::: Material for this exercise
PR #15618, opened 2026-08-13
enterprises: smoother members reports payload diffing (fixes #15737)

### LINKED ISSUE #15737: Add payload-only rebinds for MembersAdapter and EnterprisesReportsAdapter
- Add specific payloads to `MembersAdapter` and `EnterprisesReportsAdapter` to avoid full visual rebinds when toggling chrome visibility (like menus or edit/delete buttons).
- Ensure that `DiffUtil` remains the primary diffing source, but targeted `notifyItemRangeChanged(..., payload)` is used when simple flags toggle.
- Add Robolectric tests for both adapters to verify the correct payload is emitted and processed.

dogi:
- Add specific payloads to `MembersAdapter` and `EnterprisesReportsAdapter` to avoid full visual rebinds when toggling chrome visibility (like menus or edit/delete buttons).
- Ensure that `DiffUtil` remains the primary diffing source, but targeted `notifyItemRangeChanged(..., payload)` is used when simple flags toggle.
- Add Robolectric tests for both adapters to verify the correct payload is emitted and processed.

---
*PR created automatically by Jules for task [14665757403789768820](https://jules.google.com/task/14665757403789768820) started by @dogi*


dogi:
**Review — rating: 78/100**

The core change is right. Both adapters were calling `notifyItemRangeChanged(0, itemCount)` with no payload on a leader/membership flip, forcing a full rebind of every visible row to toggle a couple of view visibilities. Passing a payload and handling it in the three-arg `onBindViewHolder` is exactly the fix, and `MembersAdapter`'s version is the better of the two — iterating `payloads` with a `when` rather than the old `payloads[0] as Bundle` correctly handles RecyclerView accumulating several payloads onto one position, and drops an unchecked cast that would have thrown the moment a non-`Bundle` payload arrived. Which is precisely what this PR introduces, so that rewrite wasn't optional. Adding real Robolectric tests for two previously untested adapters is a genuine improvement.

**Both overrides silently skip binding when a payload isn't recognised.** In `EnterprisesReportsAdapter`:

```kotlin
if (payloads.isNotEmpty()) {
    payloads.forEach { payload -> if (payload == PAYLOAD_KEY_NON_TEAM_MEMBER_CHANGED) { … } }
} else {
}
```

A non-empty `payloads` containing nothing recognised falls through every branch and the row is left showing stale content — no full bind, no partial update. `MembersAdapter` has the same shape: a `when` with no `else`. Neither is reachable today, since each adapter has exactly one payload source (`EnterprisesReportsAdapter.diffCallback` defines no `getChangePayload` at all), but this PR is establishing the pattern that other adapters will copy, and the failure mode is invisible — a stale row, not a crash. The safe shape tracks whether anything handled the payload and falls back to the full bind otherwise.

**The tests are non-vacuous only by accident of `AsyncListDiffer`'s fast paths.** Every assertion sits inside a `submitList` commit callback, and those callbacks only run synchronously here because of two implementation details: the first `submitList` on an empty differ short-circuits and invokes the callback inline, and the second one passes *the same list instance*, hitting `AsyncListDiffer`'s `newList == mList` identity check. Change either — copy the list, or add an element so the diff actually runs — and the callback is posted to Robolectric's paused main looper, never executes, and every assertion inside it is silently skipped while the test still reports green. That's the worst kind of test: one that stops checking without telling you. Hoisting the assertions out of the callback, or configuring the adapter with an `AsyncDifferConfig` using a direct executor, makes them robust.

**Nit:** `EnterprisesReportsAdapter`'s partial branch duplicates the `nonTeamMember` visibility block verbatim from the full `onBindViewHolder` rather than calling a shared helper, so the two will drift the first time that rule gains a condition. I also couldn't verify from the diff that `nonTeamMember` affects *only* `edit`/`delete` visibility in the full bind — if it also gates a click listener further down, the partial path misses it. Worth confirming.

**Verdict:** needs another round — add the unrecognised-payload fallback in both adapters and make the tests independent of differ fast paths.

---

dogi:
**Review — rating: 78/100**

Careful work. I checked the thing that actually matters for a payload refactor — whether each payload branch does *everything* the full bind would have done for that state change — and in both adapters it does:

- `nonTeamMember` is read in exactly one place (`EnterprisesReportsAdapter:114`), and `setNonTeamMemberVisibility` is a clean extraction of it.
- `isLoggedInUserTeamLeader` is read in exactly one place (`MembersAdapter:161`, inside `checkUserAndShowOverflowMenu`), and that function handles both directions — the `else` branch sets `icMore` back to `GONE`, so a leader losing the role gets the menu hidden rather than left behind.

The `MembersAdapter` restructure deserves a specific mention. The old handler was `payloads[0] as Bundle` — an unchecked cast that would have thrown `ClassCastException` the moment a non-Bundle payload appeared. Introducing `PAYLOAD_KEY_LOGGED_IN_USER_LEADER_CHANGED` is exactly that moment, and the PR converts to a `when` over every payload in the same commit. Right order, no window where the cast could fire.

Test coverage is proportionate — 257 lines for 52 lines of production change, covering payload emission, both visibility directions on each adapter, and the unknown-payload fallback. CI green on all three checks.

**Must fix — fully-qualified name** in `EnterprisesReportsAdapterTest`:

```kotlin
assertEquals(context.getString(org.ole.planet.myplanet.R.string.team_financial_report, "Test Team"), ...)
```

Project convention is `import` + short name. The wrinkle is that `setUp` also references `androidx.appcompat.R.style.Theme_AppCompat`, so you can't leave both bare — import the project's `R` and use `R.string.team_financial_report` here, and alias the other (`import androidx.appcompat.R as AppCompatR`) so both read short.

**Worth tightening — the `handled` flag silently drops payloads:**

```kotlin
payloads.forEach { payload -> if (payload == PAYLOAD_…) { …; handled = true } }
if (!handled) { super.onBindViewHolder(holder, position, payloads) }
```

If `payloads` ever holds one recognized entry and one unrecognized entry, `handled` is true and the unrecognized one is discarded with no rebind. That can't happen today — neither `DiffUtils.itemCallback` here passes a `payloadSelector`, so the only payloads are the ones these adapters emit themselves. But the helper does support `getChangePayload`, so the day someone adds a selector to either diff callback, the failure is a silently stale row rather than anything that shows up in a test. Inverting it — track whether *any* payload went unrecognized, and full-bind if so — costs nothing and removes the trap.

**Nits:**

- The `handled` block is byte-identical across the two adapters. A small shared extension over `MutableList<Any>` would carry the corrected semantics above to both at once.
- `submitList(newList) { notifyItemRangeChanged(0, itemCount, PAYLOAD) }` re-binds every visible row right after the diff already rebound the rows it changed. Correct, just slightly redundant; pre-existing shape, not something this PR introduced.

**Verdict:** the refactor is `ready`-grade — correct, complete, and well tested. Holding at `change` only for the FQN, which is a one-line fix. Do that (and ideally invert the `handled` logic while you're in there) and this goes straight through.

---

dogi:

Both findings addressed, and the inversion is done properly in both adapters.

**FQN resolved with the alias.** `import androidx.appcompat.R as AppCompatR` alongside `import org.ole.planet.myplanet.R` lets both read short, which was the awkward part — you can't just import two `R`s. `AppCompatR.style.Theme_AppCompat` and `R.string.team_financial_report` are both clean now.

**`handled` → `unhandled` is correct in both handlers.** `EnterprisesReportsAdapter` is the simple case, and `MembersAdapter` catches the subtle one:

```kotlin
is Bundle -> {
    if (payload.containsKey(PAYLOAD_KEY_LEADER)) { … } else { unhandled = true }
}
PAYLOAD_KEY_LOGGED_IN_USER_LEADER_CHANGED -> { checkUserAndShowOverflowMenu(holder.binding, position) }
else -> unhandled = true
```

A `Bundle` arriving *without* the leader key now falls through to a full bind rather than being silently swallowed — that's the case the old flag would have missed even after the outer inversion, and it's handled.

Worth naming the consequence so it isn't mistaken for a bug later: with a mixed payload list, the recognized handlers run *and* then `super.onBindViewHolder` does a full bind on top. That's redundant work, but it's the safe direction — the full bind is authoritative and overwrites whatever the partial handlers set. Correctness over a saved rebind is the right trade here.

**Still holds from last round:** each payload branch is complete. `nonTeamMember` is read only in `setNonTeamMemberVisibility`, `isLoggedInUserTeamLeader` only in `checkUserAndShowOverflowMenu`, and that function handles both directions — its `else` sets `icMore` back to `GONE`, so a demoted leader loses the menu.

**Two nits, neither blocking:**

- `import androidx.appcompat.R as AppCompatR` sits after `org.junit.runner.RunWith`. Aliased or not, it sorts by its real package, so it belongs at the top of the `androidx` group beside `ApplicationProvider`. (`org.ole.planet.myplanet.R` is correctly placed.)
- No test covers the mixed case you just fixed — one payload list holding both a recognized entry and an unrecognized one, asserting the full bind still runs. It's the branch the inversion exists for, and the existing `withUnknownPayload` test is most of the scaffolding already.

**Verdict:** `ready`. Complete payload branches, a safe fallback, 257 lines of Robolectric coverage, CI green on all three checks.

---

Okuro3499 (approved):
::::::
* [Work to complete] Your answer must be a single number: the count of lines in the records that hold the word "coverage".

* [Output for this exercise] 2